Memory bandwidth is just a marketing term for Apple at this point. Sure, the bus...

tucnak · 2025-09-15T11:12:05 1757934725

It's solely dependent on the workload's memory access patterns. The higher you go in thread count, the more you're constrained by contention, caches, etc. The paper in OP is demonstrating how relatively subtle differences in the memory model are leading to substantial differences in performance on actual hardware. The same as having lots of FLOPS on paper doesn't necessarily mean you'll get to use all that compute, if you're waiting on memory all the time. M-series processors have packaging advantage that is very hard to beat, and indeed, is yet to be beat—in consumer and prosumer segments.

See my reply to adjacent comment; hardware is not marketing, and LLM inference stands to witness.

Rohansi · 2025-09-15T20:09:34 1757966974

> The same as having lots of FLOPS on paper doesn't necessarily mean you'll get to use all that compute, if you're waiting on memory all the time.

The opposite case is also possible. You can be compute limited. Or there could be bottlenecks somewhere else. This is definitely the case for Apple Silicon because you will certainly not be able to make use of all of the memory bandwidth from the CPU or GPU. As always, benchmark instead of looking at raw hardware specifications.

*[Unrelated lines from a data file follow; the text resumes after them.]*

PR #105, opened 2020-06-02
Implemented InputPin trait for output pins

David-OConnor:
This enables things like OneWire. Equiv of [this PR](https://github.com/stm32-rs/stm32f4xx-hal/pull/18) from the 4xx lib.

### DIFF
--- a/src/gpio.rs
+++ b/src/gpio.rs
@@ -398,6 +398,20 @@ macro_rules! gpio {
                 }
 
                 #[cfg(feature = "unproven")]
+                impl<MODE> InputPin for $PXx<Output<MODE>> {
+                    type Error = Infallible;
+
+                    fn is_high(&self) -> Result<bool, Self::Error> {
+                        Ok(!self.is_low()?)
+                    }
+
+                     fn is_low(&self) -> Result<bool, Self::Error> {
+                        // NOTE(unsafe) atomic read with no side effects
+                        Ok(unsafe { (*$GPIOX::ptr()).idr.read().bits() & (1 << self.i) == 0 })
+                    }
+                }
+
+                #[cfg(feature = "unproven")]
                 impl<MODE> InputPin for $PXx<Input<MODE>> {
                     type Error = Infallible;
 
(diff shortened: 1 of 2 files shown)


jeru:
+1. I also need this functionality, to implement a weird "bidirectional" SPI for ST7735 TFT.

And it is already implemented in the "brother" crate stm32f4xx-hal (https://github.com/stm32-rs/stm32f4xx-hal/blob/b6f010538a4f86db207b23440d3053339ce08397/src/gpio.rs#L179).

David-OConnor:
Status?

Sh3Rm4n:
Sorry for the long delay. I'll hope to catch up again in the next days :) 

What about this concern: https://github.com/stm32-rs/stm32f3xx-hal/issues/84#issuecomment-646654451?

I havn't thought it through myself. Implementing for `OpenDrain` seems fine though. Maybe we could mark the `PushPull` implementation `unsafe` or at least add a comment to use this function with caution.

src/rcc.rs
```diff
@@ -66,7 +66,7 @@ pub struct APB1 {
 }
 
 impl APB1 {
-    pub(crate) fn enr(&mut self) -> &rcc::APB1ENR {
```
Sh3Rm4n, line 69: Why is this changed? :)

src/gpio.rs
```diff
@@ -397,6 +397,20 @@ macro_rules! gpio {
                     }
                 }
 
+                #[cfg(feature = "unproven")]
+                impl<MODE> InputPin for $PXx<Output<MODE>> {
```
Sh3Rm4n, line 401: `impl` is missing for `PXx<Output<MODE>>` @ https://github.com/stm32-rs/stm32f3xx-hal/pull/105/files#diff-73928a829df74085c37fe73a4f3484fcL184-L206

`PXx` is a fully erased pin type, different from `$PXx`.

src/rcc.rs
David-OConnor: Shouldn't be in this PR; meant it for a diff branch. Shouldn't be changed here.

src/gpio.rs
David-OConnor: Updated, I think.

David-OConnor: Updated, I think

ra-kete:
Please run rustfmt on the code again. It's currently complaining about one superfluous newline. This is what makes the Travis jobs fail.

ra-kete:
I also noticed that since the GPIO refactoring to use variants was merged, this should also be adapted in this PR. I've quickly done this myself, hope you don't mind me going off your changes @David-OConnor.

I had to create a new PR since I cannot just push to a branch in your repo: #114. Would be cool if you could check it out and report if it works for your use-case. You'll notice that I restricted the `InputPin` impls to `Output<OpenDrain>` only, based on what was discussed in #84. Looking at the onewire lib they are using OpenDrain too, so that shouldn't be an issue.

ra-kete:
Closed in favor of #114.

PR #107, opened 2020-06-17
Support 16 bit SPI

zklapow:
This adds support for sixteen bit words in SPI by adding a generic parameter for the wordsize (default to 8 for backwards compatibility). The `FullDuplex<u16>` impl is basically just copied with minor edits, there probably a better way to do this but copying seemed fine.

Ideally we could merge this alongside #99 and then SPI support would be much more complete!


ra-kete:
I'm not too happy about all that code duplication, we can do much better than that. I made you a PR with my suggested way of cleaning this up: zklapow/stm32f3xx-hal#1

zklapow:
I merged @ra-kete changes into this branch and brought this up to date with master, should be mergeable or at least ready for review now.

PR #120, opened 2020-07-21
Use match instead of nested `if let`

Sh3Rm4n:
I stumbled upon this code again and thought I could make it a bit more readable.

### DIFF
--- a/src/rcc.rs
+++ b/src/rcc.rs
@@ -438,32 +438,23 @@ impl CFGR {
     fn get_sysclk(&self) -> (u32, cfgr::SW_A, Option<PllConfig>) {
         // If a sysclk is given, check if the PLL has to be used,
         // else select the system clock source, which is either HSI or HSE.
-        if let Some(sysclk) = self.sysclk {
-            if let Some(hseclk) = self.hse {
-                if sysclk == hseclk {
-                    // No need to use the PLL
-                    // PLL is needed for USB, but we can make this assumption, to not use PLL here,
-                    // because the two valid USB clocks, 72 Mhz and 48 Mhz, can't be generated
-                    // directly from neither the internal rc (8 Mhz)  nor the external
-                    // Oscillator (max 32 Mhz), without using the PLL.
-                    (hseclk, cfgr::SW_A::HSE, None)
-                } else {
-                    let clock_with_pll = self.calc_pll(sysclk);
-                    (clock_with_pll.0, cfgr::SW_A::PLL, Some(clock_with_pll.1))
-                }
-            } else if sysclk == HSI {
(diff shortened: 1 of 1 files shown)


src/rcc.rs
```diff
@@ -438,32 +438,33 @@ impl CFGR {
     fn get_sysclk(&self) -> (u32, cfgr::SW_A, Option<PllConfig>) {
         // If a sysclk is given, check if the PLL has to be used,
         // else select the system clock source, which is either HSI or HSE.
-        if let Some(sysclk) = self.sysclk {
-            if let Some(hseclk) = self.hse {
-                if sysclk == hseclk {
+        match (self.sysclk, self.hse) {
+            (Some(sysclk), Some(hse)) => {
+                if sysclk == hse {
```
ra-kete, line 443: You could even put this in an if-guard on the match to remove one level of indentation

src/rcc.rs
```diff
@@ -438,32 +438,33 @@ impl CFGR {
...
+                    (sysclk, cfgr::SW_A::HSE, None)
                 } else {
-                    let clock_with_pll = self.calc_pll(sysclk);
-                    (clock_with_pll.0, cfgr::SW_A::PLL, Some(clock_with_pll.1))
+                    let (sysclk, pll_config) = self.calc_pll(sysclk);
+                    (sysclk, cfgr::SW_A::PLL, Some(pll_config))
+                }
+            }
+            (Some(sysclk), None) => {
+                if sysclk == HSI {
```
ra-kete, line 456: Same here, re if-guard

src/rcc.rs
```diff
@@ -438,32 +438,33 @@ impl CFGR {
...
+                    // No need to use the PLL
+                    (sysclk, cfgr::SW_A::HSE, None)
```
ra-kete, line 458: I haven't looked into the manual, but using `SW_A::HSE` here seems fishy. Shouldn't that be `SW_A::HSI`?

ra-kete:
Looks like we got another one of these hanging Travis builds here.

src/rcc.rs
Sh3Rm4n: Good idea!

src/rcc.rs
Sh3Rm4n: Hm. :thinking: It was there before (though it was my addition before as well). It should be `SW_A::HSI`. I'll recheck against the reference manual.

src/rcc.rs
Sh3Rm4n: Nice, with the help of if-guard, I could simplify it quite a bit further!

inkyoto · 2025-09-15T12:26:23 1757939183

> […] but how much can your code actually use?

All of it, and it is transparent to the code. The correct question is «how much data does the code transfer?»

Whether you are scanning large string ropes for a lone character or multiplying huge matrices, no manual code optimisation is required.

tucnak · 2025-09-15T13:40:04 1757943604

Are you well-read enough into the platform so that you can attest to it requiring no manual code optimisation for high-performance datapaths? I'm only familiar with Apple Silicon-specific code in llama.cpp, and not really familiar with either Accelerate[0] or MLX[1] specifically. Have they really cracked it at homogenous computing so that you could use a single description of computation, and have it emit efficient code for whatever target in the SoC? Or are you merely referring to the full memory capacity/bandwidth being available to CPU in normal operation?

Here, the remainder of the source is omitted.